Being older and somewhat more seasoned—having already visited Russia and naively believing I knew more about the world than those around me, Tolstoy stirred in me a passion to know myself, my surroundings and challenge myself as a story-teller. Tolstoy, too, writes with an air of arrogance and self-confidence that Dostoevsky and many other writers seem to lack. Tolstoy writes like a man who is certain everything he is saying is the beautiful truth.
Certainly Leo seems to lack the intensity of Fyodor and therein lies the rub, I believe. In my 20s I was a silly, mad fool. I climbed mountains, hitchhiked Australia, got blackout drunk in Moscow, Paris, Tokyo. In my 30s I read books and peaked over my shoulder at mortality (it's a shame morality didn't accompany it).
Dostoevsky speaks to the younger, scrambling, spontaneous side of my mind while Tolstoy speaks to the older, wiser, slightly more heedful side.

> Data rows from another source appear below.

PR #11929, opened 2026-07-01
feat(dashboards-v2): substitute dashboard variables when creating an alert from a panel

ahrefabhi:
## Pull Request

---

### 📄 Summary
Creating an alert from a V2 dashboard panel shipped the panel's query **verbatim** — any dashboard-variable references (`$service`, `{{.env}}`, dynamic `__all__`) landed in the alert builder unresolved, so the seeded alert didn't match what the panel was actually showing.

This wires the `/substitute_vars` round-trip into the V2 create-alert flow (V1 parity with `useCreateAlerts`), now that V2 has the variable plumbing (`resolvedVariables` store channel from #11909). When the dashboard has variable selections, `useCreateAlertFromPanel` builds a V5 query-range request (panel queries + resolved variables) and POSTs it through the generated `useReplaceVariables` hook; on success the substituted envelopes are translated to the V1 `Query` the alert page reads. When there are no variables to substitute the round-trip would be a no-op, so we keep seeding synchronously — no network dependency and the new tab stays tied to the click (no async popup-blocker surprise).

Supporting refactors (no behavior change to existing callers):
- `persesQueryAdapters`: extracted `envelopesToQuery` from `fromPerses` (the substitute response hands back envelopes, not panel-query wrappers).
- `buildCreateAlertUrl`: exported `buildAlertUrl` + `readPanelUnit` so the sync and substituted paths share URL assembly.

N/A — no visual change; the difference is the query values carried into `/alerts/new`.

#### Issues closed by this PR
Closes https://github.com/SigNoz/engineering-pod/issues/5555

---

### ✅ Change Type
_Select all that apply_

- [x] ✨ Feature
- [ ] 🐛 Bug fix
- [x] ♻️ Refactor
- [ ] 🛠️ Infra / Tooling
- [ ] 🧪 Test-only

---

### 🐛 Bug Context
N/A

---

### 🧪 Testing Strategy

- Tests added/updated:
  - `useCreateAlertFromPanel.test.ts` — no-variable sync path, variable substitution path (request built, mutation invoked, navigation deferred until success), and the error path (`toast.error`, no navigation).
  - `persesQueryAdapters.test.ts` — `envelopesToQuery` (empty list default + envelope → query type derivation); existing `fromPerses` cases still green (output unchanged).
- Manual verification: `tsgo --noEmit`, `oxlint`, and `pnpm build` all clean; full suite for the touched areas passes (create-alert hook, buildCreateAlertUrl, persesQueryAdapters, PanelActionsMenu, ConfigActions).
- Edge cases covered: dashboard with no variables (skip round-trip), substitution API failure, empty/missing `compositeQuery.queries` in the response.

---

- Blast radius: V2 dashboards only — the panel actions menu "Create Alerts" item and the panel-editor "Create alert" action. `fromPerses` output is unchanged, so nothing else that consumes it is affected.
- Potential regressions: the substituted path opens the new tab inside the async `onSuccess` callback (V1 parity) — strict popup blockers could block it. If that surfaces, the fix is to open a placeholder tab synchronously on click and redirect after substitution.
- Rollback plan: revert the commit; the no-variable path is identical to the prior behavior.

---

### 📝 Changelog

| Field | Value |
|------|-------|
| Change Type | Feature |
| Description | Alerts created from a dashboard panel now resolve dashboard variables to their selected values (matching the panel), instead of carrying raw variable references. |

---

### 📋 Checklist
- [x] Manually tested

---

## 👀 Notes for Reviewers

- Uses the **generated** `useReplaceVariables` (`api/generated/services/querier`, → `/api/v5/substitute_vars`), not the deprecated hand-written `getSubstituteVars` — per the "V2 uses the generated API contract" convention.
- The skip-when-empty branch is a deliberate optimization (and popup-blocker safeguard), not a divergence from V1's resolved output — with zero variables the backend substitution is a pass-through.
- Redux global time (ns → ms) feeds the request window; it's irrelevant to substitution but the request DTO requires a valid window.

---

### DIFF
--- a/frontend/src/pages/DashboardPageV2/DashboardContainer/queryV5/persesQueryAdapters.ts
+++ b/frontend/src/pages/DashboardPageV2/DashboardContainer/queryV5/persesQueryAdapters.ts
@@ -74,14 +74,14 @@ export function deriveQueryType(
 }
 
 /**
- * Perses panel queries → V1 `Query` (to seed the query builder), via the V5 envelope
- * list + `mapQueryDataFromApi`. An empty panel opens on a fresh metrics builder query.
+ * V5 query-envelope list → V1 `Query`, via `mapQueryDataFromApi`. An empty list opens
+ * on a fresh metrics builder query. Used by `fromPerses` and by the envelopes a
+ * `/substitute_vars` round-trip returns with dashboard variables resolved.
  */
-export function fromPerses(
-	queries: DashboardtypesQueryDTO[],
+export function envelopesToQuery(
+	envelopes: Querybuildertypesv5QueryEnvelopeDTO[],
 	panelType: PANEL_TYPES,
 ): Query {
-	const envelopes = toQueryEnvelopes(queries);
 	if (envelopes.length === 0) {
 		return initialQueriesMap[DataSource.METRICS];
 	}
@@ -97,6 +97,17 @@ export function fromPerses(
 	};
 
 	return mapQueryDataFromApi(composite);
+}
+
+/**
+ * Perses panel queries → V1 `Query` (to seed the query builder), via the V5 envelope
+ * list + `mapQueryDataFromApi`. An empty panel opens on a fresh metrics builder query.
+ */
+export function fromPerses(
+	queries: DashboardtypesQueryDTO[],
+	panelType: PANEL_TYPES,
+): Query {
+	return envelopesToQuery(toQueryEnvelopes(queries), panelType);
 }
 
 /**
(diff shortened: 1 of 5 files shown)


frontend/src/pages/DashboardPageV2/DashboardContainer/queryV5/persesQueryAdapters.ts
```diff
@@ -74,14 +74,14 @@ export function deriveQueryType(
...
 /**
- * Perses panel queries → V1 `Query` (to seed the query builder), via the V5 envelope
- * list + `mapQueryDataFromApi`. An empty panel opens on a fresh metrics builder query.
+ * V5 query-envelope list → V1 `Query`, via `mapQueryDataFromApi`. An empty list opens
+ * on a fresh metrics builder query. Used by `fromPerses` and by the envelopes a
+ * `/substitute_vars` round-trip returns with dashboard variables resolved.
  */
-export function fromPerses(
-	queries: DashboardtypesQueryDTO[],
+export function envelopesToQuery(
```
AshwinBhatkal, line 81: is this split mainly required for the test?

AshwinBhatkal (approved):

frontend/src/pages/DashboardPageV2/DashboardContainer/queryV5/persesQueryAdapters.ts
ahrefabhi: yes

Both are important. Both are irreplaceable. I can't choose. I'm almost certain my friend will count this as a victory for himself. But since we've both had the pleasure of reading these two guys, I don't think either one of us could be a loser.
3 comments:
I love this post! I was talking to my brother recently about the difference between Tolstoy and Dostoevsky. I ended up with something like: Dostoevsky's cynicism makes me laugh; Tolstoy's romanticism makes me cry. It isn't an entirely accurate statement, but how to describe the difference? I need to read more Dostoevsky, actually, but I'd rather reread W&P.
Melody, thanks a lot for reading and commenting. I, too, need to read more of both. I feel like I could read War and Peace over and over again. I pick it up a lot and read passages from it. I have been reading Homer and Virgil lately. Completely different beasts.
Thanks again for reading.
If you're a pompous ass, Tolstoy's your man.